Bias Keadilan Gender
Sesuai Peraturan BKN 24/2017 itu, cuti dibagi menjadi tujuh yaitu cuti tahunan, cuti besar, cuti sakit, cuti melahirkan, cuti karena alasan penting, cuti bersama, dan cuti di luar tanggungan negara. Cuti yang erat kaitannya dengan masalah kodrati perempuan adalah cuti melahirkan. Namun, mengapa ASN laki-laki boleh cuti saat istrinya melahirkan? Ini bisa menjadi angin segar sekaligus “angin kotor” karena berpotensi membuat ASN pria malas.
Seharusnya ada kajian mendalam mengapa sebulan. Apalagi, PNS digaji uang negara, uang rakyat, sementara saat cuti, mereka sesuai Peraturan BKN 24/2017 masih mendapatkan gaji pokok, keluarga, pangan dan jabatan. Jelas ini menjadikan pegawai BUMN atau swasta iri dan tidak seimbang.
Apakah istri PNS tidak kuat dan istri pegawai non-PNS lebih hebat? Itu semua sudah menjadi kodrat perempuan. Saya sendiri, mengalami pengalaman pahit saat dulu awal-awal menjadi CPNS menjelang Diklat Prajabatan sebagai syarat menjadi PNS. Sebab, saat mengajukan cuti melahirkan, tiba-tiba dari Badan Kepegawaian Daerah (BKD) mengeluarkan surat untuk Diklat Prajabatan.
Seketika, saya pening karena hari perkiraan lahir anak saya bertabrakan dengan jadwal Diklat Prajabatan. Tapi, karena doktrin abdi negara sudah melekat, saya nekat ikut Diklat Prajabatan setelah konsultasi dokter. Sebab, jika tidak ikut Diklat, saya tidak akan mendapatkan gaji seratus persen. Selama belum mengantongi sertifikat Diklat Prajabatan, gaji saya juga ditangguhkan.
Meskipun cuti melahirkan saya hilang satu setengah bulan karena terpotong waktu Diklat, saya tetap bisa melakukan semuanya. Diklat Prajabatan, melahirkan, setelah itu baru bisa fokus merawat anak karena pada saat pertengahanan perjalanan Diklat, saya melahirkan. Sementara tim Diklat hanya memberi izin dua hari untuk absen. Ini bukan “lebay” tapi kenyataannya demikian yang saya alami.
Artinya, jika regulasi di atas dipaksakan maka membuka pintu kemalasan, ketidakseriusan, bahkan agenda Revolusi Mental serta reformasi birokrasi terhambat.
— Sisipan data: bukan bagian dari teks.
Issue #973, opened 2025-07-04
New Editor with All Found lines: filename extension should be configurable


MKadaner:
### This is follow-up on #955. Copying here relevant discussion from the PR

_By @nightroman in https://github.com/FarGroup/FarManager/issues/955#issuecomment-3021420441_

Hello All, thank you for the promising feature.

A flaw? As far as I understand this pattern is used for new file names with results: `{original-base-name}.Filtered.{original-extension}`. With `FarColorer` plugin, in some cases this leads to lots of Colorer errors in result files. E.g. found pieces of original XML file `Test.xml` are no longer valid XML in `Test.Filtered.xml` (no closing tags, etc.).

Maybe it would be better if the result file is named like `*.txt` (neutral txt Colorer scheme) or even `{original-base-name}.{original-extension}.Filtered` hoping that this does not find any Colorer scheme for `.Filtered`. // IMHO, `*.txt` way is better.

NB Technically, it's not even about `FarColorer`. Other editor tools bound to file extensions may be confused, too.

_By @MKadaner in https://github.com/FarGroup/FarManager/issues/955#issuecomment-3024087559_

Ouch! When I implemented this behavior, I had `.log` files in mind, but of course, all structured file formats are going to be damaged. This is totally unacceptable. Corrupted `.xml` files look awful with Colorer.

Appending `.Filtered.txt` to the original file name is a simple and safe solution. The only disadvantage, at least from my perspective, is that the original extension is lost even for non-structured files, which means coloring may change dramatically between the original and the filtered file.

Unless somebody (@HamRusTal?) suggests a more user-friendly, even if more complex to implement, solution, I'll change the behavior to `.Filtered.txt`. Will try to do it during the coming weekend.

_By @HamRusTal in https://github.com/FarGroup/FarManager/issues/955#issuecomment-3024670401_

.., I suggest that it is the entire resulting file name template that is put to the language file, with the original base name (as `{1}`) and original extension (as `{2}`) separated, like this: `{1}.{2}.Filtered.txt`. This way, those few users who are unhappy with the default will be able to customize (via `FarEng.lng.custom`) the template to their liking, e.g. `{1}_grep.{2}`.

**P.S.** An example of how these `{1}` and `{2}` should be substituted can be seen e.g. with the `MListFileSize` and `MListFileSizeStatus` localized strings.

_By @MKadaner in https://github.com/FarGroup/FarManager/issues/955#issuecomment-3025386993_

[...]

PR #981, opened 2025-07-13
gh-973: Smarter filename for the Find All Editor.

MKadaner:
## Summary
Two UI format strings and a `far:config` to choose the right one.

## References
- #973

## Checklist
- [x] I have discussed this with project maintainers: #973<br/>


far/farlang.templ.m4
```diff
@@ -7681,20 +7681,35 @@ upd:"Occurrences: {0}, lines: {1}"
...
-upd:".Filtered"
-".Odfiltrowane"
-upd:".Filtered"
-upd:".Filtered"
-upd:".Filtered"
-upd:".Filtered"
-upd:".Filtered"
-upd:".Filtered"
-upd:".Filtered"
+MEditSearchAllFileNameFormat
```
alabuzhev, line 7684: Do we really need this in lng?
Maybe keep the "Filtered" suffix as is and form the names in the code?

MKadaner:
Well, this approach was suggested by @HamRusTal. I think it's a good idea. It is more flexible than hard-coded formatting, and what's wrong with it?

I am not really strong on this solution, so please let me know.

far/farlang.templ.m4
MKadaner: This approach was suggested by @HamRusTal. I think it's a good idea. It is more flexible than hard-coded formatting, and I do not see anything wrong with it.

That said, I am not really strong on this solution, so please let me know.

HamRusTal: Here's the [original suggestion](https://github.com/FarGroup/FarManager/pull/955#issuecomment-3024670401):

> I did not look into the source code, but since the current approach involves the English word `Filtered` I assume the implementation uses FAR's l10n mechanism with `.lng` files already (and if not, it definitely should). With that in mind, I suggest that it is the entire resulting file name template that is put to the language file, with the original base name (as `{1}`) and original extension (as `{2}`) separated, like this: `{1}.{2}.Filtered.txt`. This way, those few users who are unhappy with the default will be able to customize (via `FarEng.lng.custom`) the template to their liking, e.g. `{1}_grep.{2}`.
> 
> **P.S.** An example of how these `{1}` and `{2}` should be substituted can be seen e.g. with the `MListFileSize` and `MListFileSizeStatus` localized strings.

MKadaner: And this is exactly what I did, plus a new `far:config` to choose between two different `.lng` format strings from the follow-up discussion.

nightroman: Just IMHO. This `Filtered` case and some others like `New_File...` file patterns should not be localized, perhaps. Known file patterns may be used by various tools / plugins for deciding how to process a file. Localization makes this more difficult.

HamRusTal: IMHO forcing all users who prefer texts in their native language to the hard-coded English-language names for the sake of hypothetic tools that these users will likely never need is too unfriendly. Not to say about inflexibility of being unable to change the file name format (see my [earlier comment](https://github.com/FarGroup/FarManager/pull/981#discussion_r2203534742)).

alabuzhev: I tend to (partially) agree with @nightroman.
`New_File...` is not really special, it's just a new file without any meaning attached to it.
But this `Filtered` thing is semantically different from other files, so it could be useful to make it recognizable by plugins. E.g. maybe someone will come up with a colorer schema to add zebra background to it, or highlight the search string etc.

Also, it's a _temporary_ file. Who cares? The name is only there because some name has to be there.
When you run `edit:<git diff`, does seeing "FCQ9A7.tmp" in the title also feel forced?

MKadaner: > Also, it's a _temporary_ file. Who cares?

If Colorer depends (at least partially) on file extension for choosing its schema, I do care. When I searched a `.log` file, I really want to see the filtered result in the same color schema as the original file. However, with `.xml` it's a totally different matter, Then, If I decide to save the filtered file, I usually want it in the same directory with the original file, sorted next to it. Of course, the `Filtered` part is more or less irrelevant.

> ... it could be useful to make it recognizable by plugins ...

Can plugins access Far localized strings? Just asking. Also, if such a plugin is ever written, with customizable format, one can always redefine the format string to be equal to the predefined (possibly English) version. However, with a hard-coded format, such plugins / macros will have to hard-code this string as well, and the next thing will be, "why did you break my beloved macro by changing this filthy "Filtered" to shiny "Grepped?"

That said, I can live with any solution if it will preserve extension of certain files. If all filtered files will become `.txt` (or `.tmp`, or whatever)... well, I can probably live with that too.

Please let me know.

HamRusTal: > Also, it's a _temporary_ file. Who cares? The name is only there because some name has to be there.
> When you run `edit:<git diff`, does seeing "FCQ9A7.tmp" in the title also feel forced?

The example with `git diff` is not representative enough because e.g. Colorer (fortunately) recognizes the “diff/patch” format by content (rather than by file name) and provides highlighting (and outliner) based on that. It's not always the case, file name (not only its extension) often matters for plugins (like Colorer, EUM, [ESC], etc) to provide their services based on file name pattern.

So, as long as I don't really care about the .tmp file name in the window title (which in this case just tells me that the file is temporary), I'd much prefer if plugins (like FarCmds) could specify more meaningful and integration-friendly file names for temporary files.

Back to the functionality at hand, Colorer-friendly file name is the primary requirement for me (with the “LOG vs XML” distinction made of course). Personally, I don't care too much about l10n of these patterns as I always use FAR in English anyway. But I can easily imagine people (e.g. from France, Iceland, Turkey, or China to name a few) who will perhaps dislike being unable to translate this particular piece of the otherwise well localizable UI.

And, as I mentioned earlier, the added benefit is that having the file name format in the .lng file is a convenient means of customizing it to one's liking.

johnd0e: > If Colorer depends (at least partially) on file extension for choosing its schema, I do care.

You could add new filename patterns to Colorer, even if it will be "name.ext.Filtered".

HamRusTal: > You could add new filename patterns to Colorer, even if it will be "name.ext.Filtered".

It's true, but why make every user of the feature perform the same additional tweaking rather than design things so that they work automagically?

johnd0e: > they work automagically?

I see it differently. Result file almost never can be syntax-valid with original Colorer schema.

HamRusTal: > Result file almost never can be syntax-valid with original Colorer schema.

If the format is line-oriented (like TXT, LOG, CSV, INI, ASM, …) and the filtered file preserves whole lines (which I believe is true) then the original Colorer schema will still apply. Whether it will be “almost never” or “almost always” depends exclusively on the user's individual distribution of file types they handle. E.g. @MKadaner uses this mostly for logs if I understand him correctly.

MKadaner: @HamRusTal, thank you for having spoken on my behalf while I could not get here being busy staring at LOG files.

Yes, LOGs and TXTs. ASM yesterday. XMLs and JSONs occasionally. It will be very vexing to me if Colorer picks a different schema after I filtered a LOG.

Anyway, last attempt to merge it before I give up.

MKadaner: So, basically, we are discussing three options:

1. No customization. Append hardcoded `.Filtered.txt` to the end of the file name.
2. Keep `.Filtered.txt` in the LNG file and append it to the end of the file name.
3. Current proposal: two customizable filename formats; select based on `far:config` list of extensions.

Would it suite everyone here if in the current proposal I make the list of special extensions empty by default? The behavior out of the box will be similar to bullet 2, except for having more customization points to those who wants them (myself)?

alabuzhev: @MKadaner I don't have a strong opinion on this.
From a maintainer's perspective the less code and knobs the better.

MKadaner: @alabuzhev, I can live with either of the four variants. However, I strongly prefer the current proposal.

Just curious, from maintainer's perspective, how much expensive extra 10 lines of code and a config value are?

far/editor.cpp
```diff
@@ -4047,16 +4047,26 @@ void Editor::SaveFoundItemsToNewEditor(const VMenu& ListBox, const bool Matching
...
 {
-	auto SearchAllFileName{ msg(lng::MEditSearchAllFileNameAppend) };
+	string MyFilename;
+	string_view Stem;
+	string_view Ext;
+	auto MsgId{ lng::MEditSearchAllFileNameFormat };
 
-	const auto HostFileEditor = GetHostFileEditor();
-	if (!HostFileEditor) return SearchAllFileName;
+	if (const auto MyFileEditor = GetHostFileEditor())
```
alabuzhev: Please avoid MyEditor, MyClass etc.
There's no reason to not give it a proper name.

far/FarCze.hlf.m4
```diff
@@ -6622,6 +6622,25 @@ by the Editor.
...
+
+ The new filename is created from the stem filename and the extension
+of the file currently opened in the Editor. Depending on the original
+file extension, the new filename is formatted using one of the two
+alternative UI format strings defined in ~.lng files~@CustomizingUI@.
+The string with the ID #MEditSearchAllFileNameFormat# is used if the
+original file extension is not found in the value of this parameter;
+otherwise, #MEditSearchAllFileNameFormatAlt# is used.
+
+ Default value: #.txt;.log;.md;.csv;.ini;.cmd;.map#
```
alabuzhev: Do we really need dots here?

far/editor.cpp
```diff
@@ -4047,16 +4047,26 @@ void Editor::SaveFoundItemsToNewEditor(const VMenu& ListBox, const bool Matching
...
+		const auto [MyStem, MyExt]{ name_ext(MyFilename) };
+
+		Stem = MyStem;
+		if (MyExt.size() > 1) // More than empty or "."
+			Ext = MyExt;
+	}
 
-	string HostType, HostName;
-	HostFileEditor->GetTypeAndName(HostType, HostName);
+	if (!Ext.empty() && contains(EdOpt.SearchAllUseAltFileNameFormat.Get(), Ext))
```
alabuzhev: 1. EdOpt.SearchAllUseAltFileNameFormat = `".txt;.csv"`
2. Ext = `".cs"`
3. ?

far/FarCze.hlf.m4
MKadaner: Not absolutely. I think it is more natural for the user, since we are talking file extensions here, and it resembles the format of `PATHEXT` environment variable.

I am not strong on it. Please let me know.

far/editor.cpp
MKadaner: Sure. Done.

far/editor.cpp
MKadaner: Right! Let me fix it. Thanks.

alabuzhev: You can use `enum_tokens` here.

MKadaner: Thank you for the hint. I am experimenting with ranges. If it works and not obscenely expensive, I'll go with it, if you do not mind. Likely later today my time (I have to step away right now).

far/FarCze.hlf.m4
alabuzhev: pathext is ancient legacy and the user is Far user, not DOS user, so technically "more natural" would've been having a proper list of file masks here, like in highlight for example, with all its luxury like groups, regexes etc.

far/editor.cpp
alabuzhev: If we use [proper masks here](https://github.com/FarGroup/FarManager/pull/981/files#r2217456834), it should be as simple as
```C++
filemasks Mask;
const auto MsgId = Mask.assign(EdOpt.SearchAllUseAltFileNameFormat) && Mask.check(OriginalFilename)?
    lng::MEditSearchAllFileNameFormatAlt :
    lng::MEditSearchAllFileNameFormat;
```

MKadaner: Cool! Thank you. This is how it should be.

Done.

far/FarCze.hlf.m4
MKadaner: Fixed it all. Thank you so much!

alabuzhev:
Thank you

MKadaner:
Thank you for your help!

far/farlang.templ.m4
alabuzhev: > how much expensive extra 10 lines of code and a config value are?

A quote from someone:
> Every configuration option in a program is a place where the program is too stupid to figure out for itself what the user really wants, and should be considered a failure of both the program and the programmer who implemented it.

It applies in this case too.
What we ultimately wanted here is to higlight the filtered data *properly*.
And "properly" here is defined by the source data.
It can be structured across multiple lines, e.g. it's a source file.
It can be structured within one line, e.g. it's a log or a csv file.
It can be unstructured, e.g. it's a piece of literature.

The highlighter (e.g. colorer) already has this information, so a proper solution would've been communicating to it *somehow* that the new editor has filtered data of a certain type.
Maybe via some new API, or maybe even via file names like now, but by establishing and setting in stone a protocol like _"`name.filtered.ext` means filtered data of type `ext`"_, to let colorer figure out _automatically_ how to highlight it, i.e. whether to show/validate the structure or ignore it to certain degree or entirely. Yes, it would've required more work and changes in colorer, but it would've worked automatically, always and for everyone.
Instead we came up with a config option to either keep the original type (same extension) for unstructured or line-structured data, or fallback to txt for multiline-structured data. It's faster, but ultimately it means that the program failed to figure it out for itself, even though it had all the required information, and dropped the burden on the user.

On top of that, every config option doubles (or triples, or more) the number of possible paths and the ways things could go wrong. I can't count how many times there was a bug report I couldn't reproduce because the reporter's configuration was different from mine.
I'm not saying we can't have them at all, or shouldn't add them anymore, or that I haven't done that myself, just something to keep in mind.

MKadaner: Thank you for the thorough explanation, @alabuzhev. I agree that coordinating with Colorer (via a new protocol) would be the right solution here. I considered it momentarily but dropped the idea because implementing such end-to-end solution would be impossible for me given the amount of time I can devote to this hobby of mine. So, I pushed for the poor man's substitute.

> I can't count how many times there was a bug report I couldn't reproduce because the reporter's configuration was different from mine.

Fair enough. What do you think of routinely requiring accompanying bug reports with the exported Far configuration (maybe provide a tool to redact PII)?

> it would've worked automatically, always and for everyone.

Except for when it would not. And when it happens, it would be a maintenance nightmare. It so happened that for many years now I work in organizations using so called DEVOPS model (not that I like it). Thus, periodically, instead of writing new bugs, I am investigating issues reported by the customers (this is where my obsession with logs comes from.) In my experience, the toughest issues are those which happen because two components failed to coordinate properly. Hot potato game aside, everything works as expected on both sides, but the system behavior observed by the customer is... not what they expect.

> A quote from someone:
> 
> > Every configuration option in a program is a place where the program is too stupid to figure out for itself what the user really wants, and should be considered a failure of both the program and the programmer who implemented it.

Great maxim. And I like Far (and few other programs) exactly because in many cases it does the right thing without me even thinking of it. Two things to notice:

1. The poor man's solution I pushed through is actually not so bad from this perspective. With the right configuration (we may have to tweak it a bit based on customers' feedback), it will do the right thing out of the box, and nobody will ever remember about the config and customizable formats which work behind the scenes.
2. Trying too hard to live up to this maxim, we run the risk of ending up with AI in its contemporary sense. ~The program which is able to make a correct and ultimate guess about what the user really wants should just tell the user, "Go dance with your girlfriend."~ Kidding aside, it's a story of my life. My scenario is never a target scenario... and there is never this petty configuration option that would make me a happy user.

alabuzhev: > implementing such end-to-end solution would be impossible for me given the amount of time I can devote to this hobby of mine

I realise that and that's exactly why it's merged already.
Thank you for your contributions and your patience.

> What do you think of routinely requiring accompanying bug reports with the exported Far configuration (maybe provide a tool to redact PII)

I think we can even export and redact it automatically.

> we run the risk of ending up with AI in its contemporary sense

AI in its contemporary sense at least considers your remarks and can be persuaded to do your biddings, so one can say it has an infinite number of knobs (albeit unlabeled and shuffled at random). I suspect eventually that might change though.
Still, I do use some software for years without opening its settings even once, so that probably means something.

MKadaner: > I think we can even export and redact it automatically.

On a crash, yes. But how about less severe issues? After all, crash dump is pretty much self-contained. At least all settings should be cached in memory. So, unless you have a trick up your sleeve, it should be a script / macro / command to automatically collect artifacts in support of the report. Let's get thing rolling. What needs to be collected?

- List of active plugins, maybe with some settings.
- Installed macros.
- Sysinfo.
- All Far settings.
- Relevant system settings, like conhost vs. WT, current code page...
- Anything else?

Should it be an external script / executable or something which can be activated from within Far?

> AI in its contemporary sense at least considers your remarks and can be persuaded to do your biddings

I was told (never checked) that, for example, there is no way to make Grok AI generate a picture of the Battle of Hastings without inserting lots of Black and some Asian characters. To the best of my professional, though limited understanding, it will be so until AI instances won't have to undergo mandatory education phase where they are forced (with a thumb-sized stick if necessary) to ingest the known (not confabulated) human history, science, and culture and unquestioningly use this knowledge to ground their utterances. The same pedagogical device may be helpful in educating some human beings. Eventually that might happen.

alabuzhev: > But how about less severe issues?

On crashes we produce a human-readable report along with the dump (use CtrlAltApps to check it out).
In theory it should be possible to reuse most of it to generate similar reports on demand.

Seharusnya, angka itu tidak sampai tiga puluh hari, bisa setengahnya bahkan hanya seminggu saja. Namun fasilitas cuti tersebut diberikan tanpa memotong jatah cuti tahunan dan penghasilan rutin ASN.
Kaji Ulang
Di tengah genjarnya pemerintah menggelorakan Revolusi Mental sebagai bagian dari Nawa Cita, regulasi itu tampak paradoks. Apalagi, Revolusi Mental pada ASN mengacu pada tiga rumpun nilai yang bersumber dari Pancasila yang menjadi dasar penyusunan materi pelatihan bagi para pejabat negara, yakni integritas, etos kerja, dan gotong royong.
Tahun 2016 BKN menargetkan 70 persen PNS bisa mengalami revolusi mental. 70 persen itu bisa tiga juta lebih. Indikator revolusi mental yang ingin dicapai adalah integritas, etos kerja, dan gotong royong (Kompas.com, 27/5/2016). Sedangkan di tahun 2018 ini, pemerintah juga menyiapkan Program Diklat Revolusi Mental untuk implementasi Revolusi Industri 4.0 di Indonesia dengan menargetkan perubahan pola pikir, teamwork dalam bekerja. Pelatihan ini ditargetkan 1000 ASN dulu dan akan diterapkan di 24 kementerian (Antaranews.com, 4/3/2018).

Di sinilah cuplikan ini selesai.